# Nie można wypalać płyt

## Zwierzak

Od jakiegoś miesiąca siadło mi wypalanie płyt na komputerze. Wcześniej wszystko działało bezproblemowo, ale teraz K3B wywala mi jakieś dziwne błędy i nie pozwala wypalić płyt. Nie wiem co może być przyczyną, ale dzieje się tak dla płyt CD, jak i płyt DVD. Teraz próbuję przekompilować cdrtools i dvd+r-tools dla pustego drzewka zależności, ale pewnie też może być coś skopane w kernelrze.

----------

## znal

 *Zwierzak wrote:*   

> K3B wywala mi jakieś dziwne błędy

 No to wypadało by napisać dokładnie jakie to błędy. To co napisałeś niewiele mówi.

----------

## no4b

Szklana kula się ostatnio rozbiła niestety :(

----------

## Mr Adam

korzystasz może z hald'a?

----------

## sebas86

Nie wiem czy to samo, ale też związany z HAL-em.
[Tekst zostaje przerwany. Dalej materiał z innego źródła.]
PR #332, opened 2021-11-27
Add Japanese keylayout

HisashiKato:
Hello.
Thanks for the great library.

I have created a "Japanese keylayout".
I'm the only one who checked it, so it may be wrong.

I'm not very good at English.
I am a beginner in programming and GitHub.
If I am rude, please forgive me.

(This was translated from Japanese to English using a translation website.)


NicoHood:
Thanks! I will just accept it, if somebody reports an error, we can fix it later!

PR #342, opened 2022-01-10
fix missing return in function requiring return value!

ladyada:
this was throwing a compilation error on our SAMD core (we require functions to return values if they say they will :) functionality should now be the same on any/all compilers


NicoHood:
Wow, I am wondering why the initial patch did work. Thanks!

ladyada:
*some* compilers will automatically add a 'return' for the last statement in a function...but not all :)

could you do a version bump and release? that will make it easier for folks to get the latest updates from the library manager!

PR #393, opened 2022-12-26
Adding Horizontal Scroll Mouse Wheel Support

WaGi-Coding:
Might need to get checked more, but seems everything still works fine with my tests.

With this, you cann pass a 4th parameter for horizontal scroll value in Mouse and AbsoluteMouse move/moveTo

Please review

### DIFF
--- a/src/HID-APIs/AbsoluteMouseAPI.hpp
+++ b/src/HID-APIs/AbsoluteMouseAPI.hpp
@@ -73,7 +73,7 @@ void AbsoluteMouseAPI::click(uint8_t b){
 	moveTo(xAxis, yAxis, 0);
 }
 
-void AbsoluteMouseAPI::moveTo(int x, int y, signed char wheel, signed char hWheel){
+void AbsoluteMouseAPI::moveTo(int x, int y, signed char wheel){
 	xAxis = x;
 	yAxis = y;
 	HID_MouseAbsoluteReport_Data_t report;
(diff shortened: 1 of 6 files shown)


NicoHood:
I did not test this, but just looking at it, it seems fine to me. However I am not sure if this will break some other devices, as the descriptor is now more complex, not sure.

WaGi-Coding:
So far it all works fine for me. Playing around with 2 Rotary Encoders simulating a mouse. With held down buttons, while still being able to move, so you can drag stuff around or draw & an optional setting to simulate a held press by holding the button for half a second, as it could be hard to hold down and move with that setup ^^ Also with option to switch between modes (mouse, scroll, volume/seekbar) & a TFT for configuring that to ones likings.

Maybe implementing a whole keyboard you can use with the encoders and the TFT, to test it more in combination with other devices.


Would be great if others could test their existing, more complex projects with that pull request fork to make sure.

Greetings and happy new year

darylwright:
Hi @WaGi-Coding, I sent you a pull request on your fork. I suggest the horizontal scroll functionality be put in a separate method so as not to break existing projects by changing the API. This should address @NicoHood's concerns. Please let me know what you think of these changes.

WaGi-Coding:
Thanks @darylwright, I merged it into my forks master/base branch and left the old code in another branch, because i refer to it in a tutorial. Many thanks!

NicoHood:
If the function has a default value, why would it break?

src/HID-APIs/AbsoluteMouseAPI.hpp
```diff
@@ -85,12 +85,18 @@ void AbsoluteMouseAPI::moveTo(int x, int y, signed char wheel, signed char hWhee
...
 }
 
-void AbsoluteMouseAPI::move(int x, int y, signed char wheel, signed char hWheel){
-	moveTo(qadd16(xAxis, x), qadd16(yAxis, y), wheel, hWheel);
+void AbsoluteMouseAPI::move(int x, int y, signed char wheel){
+	moveTo(qadd16(xAxis, x), qadd16(yAxis, y), wheel);
+}
+
+void AbsoluteMouseAPI::scroll(signed char wheel, signed char hWheel){
+	HID_MouseAbsoluteReport_Data_t report;
```
NicoHood, line 96: Did you test this? Doesnt this set the cursor to a fixed position, maybe 0,0?

darylwright:
As I mentioned in @WaGi-Coding's fork, my changes were not necessary and those prior to my involvement were satisfactory. Apologies for the inconvenience.

PR #398, opened 2013-11-20
refactor-syntax_unicode_MCNameGetOldString

livecodepanos:


engine/src/srvdbgvar.cpp
```diff
@@ -673,8 +673,10 @@ bool MCServerDebugListVariables(uint32_t p_start, uint32_t p_count, MCServerDebu
 			else
 			{
 				t_value = &t_owner -> variable -> getvalue();
-				t_name_ptr = MCNameGetOldString(t_owner -> variable -> getname()) . getstring();
-				t_name_length = MCNameGetOldString(t_owner -> variable -> getname()) . getlength();
+                MCAutoPointer<char> temp_name;
+                /* UNCHECKED */ MCStringConvertToCString(MCNameGetString(t_owner -> variable -> getname()), &temp_name);
+				t_name_ptr = *temp_name;
```
livecodesebastien, line 678: This doesn't work: `temp_name` is deleted at the end of the block, so that `t_name_ptr` then points to deallocated memory. You need to create `t_name` in the same scope as `t_name_ptr`

engine/src/util.cpp
```diff
@@ -1302,55 +1302,50 @@ void _dbg_MCU_realloc(char **data, uint4 osize, uint4 nsize, uint4 csize, const
...
+    MCStringFormat(&t_pattern, "%@ \"%@\"", MCSTR(nametable[type - CT_STACK]), MCNameGetString(name));
+    
+    if (MCStringContains(MCNameGetString(test), *t_pattern, kMCCompareCaseless))
+    {
+        uindex_t t_quotes;
+        /* UNCHECKED */ MCStringFirstIndexOfChar(MCNameGetString(test), '"', 0, kMCCompareExact, t_quotes);
+        if (MCStringGetLength(MCNameGetString(test)) - t_quotes == MCStringGetLength(MCNameGetString(name)) + 2)
+            match = true;
+        if (!match)
+            MCLog("[[ Bug 11068 ]] match name '%s' to '%@' attempted and failed due to better checking", MCNameGetCString(name), test);
```
livecodesebastien: You can use `%@` directly

PR #442, opened 2014-01-06
[[ Bug 11624 ]] Use stack loc transform method in MCClickCmd::exec

livecodeian:


livecodemichael:
Merged into release-6.5.2.

PR #449, opened 2014-01-14
[[ bugfix-11482 ]] iOS control scroller doesn't scroll on iOS7

livecodesebastien:


livecodemichael:
Merged into release-6.5.2.

PR #452, opened 2014-01-14
[[ Bug 11343 ]] Ensure behavior chain is searched for mouseWithin and mo...

livecodeali:
...useStillDown handlers


livecodemichael:
Merged into release-6.5.2.

PR #453, opened 2014-01-15
[[ Bug 11570 ]] Draw stippled background when referenced image file not ...

livecodeali:
...found


livecodemichael:
Merged into release-6.5.2.

PR #454, opened 2014-01-15
[[ Bug 11419 ]] Allow graphic drawing to begin in non-selectable regions

livecodeali:


livecodemichael:
Merged into release-6.5.2.

PR #456, opened 2014-01-16
[[ Bug 11678 ]] Arrow constant should be equivalent to 1

livecodeali:


livecodemichael:
Merged into release-6.5.2.

PR #457, opened 2014-01-16
[[ Bug 11675 ]] Fix infinite loop when skipping over comment in PBM file

livecodeian:


livecodemichael:
Merged into release-6.5.2.

PR #458, opened 2014-01-16
[[ Bug 11656 ]] Don't draw box around linux slider trough

livecodeali:


livecodemichael:
Merged into release-6.5.2.

PR #459, opened 2014-01-16
[[ Bug 11672 ]] If the locale doesn't use AM/PM, then always use 24-hour...

livecodeali:
... time


livecodemichael:
Merged into release-6.5.2.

Przy wypalaniu płyt proces hal-deamon-stor... zajmował 50% czasu procesora i uniemożliwiał poprawne wypalenie danych, rozwiązaniem było nadanie prawa do wykonania z prawami właściciela dla cdrecord i cdrdao.

Swoją drogą częste problemy przy wypalaniu sprawiają polskie litery. Jeśli problem dotyczy pliku dostaniemy informacje przy tworzeniu obrazu o braku pliku o podanej nazwie, jeśli nadamy nieprawidłowy tytuł dostaniemy nieznany błąd.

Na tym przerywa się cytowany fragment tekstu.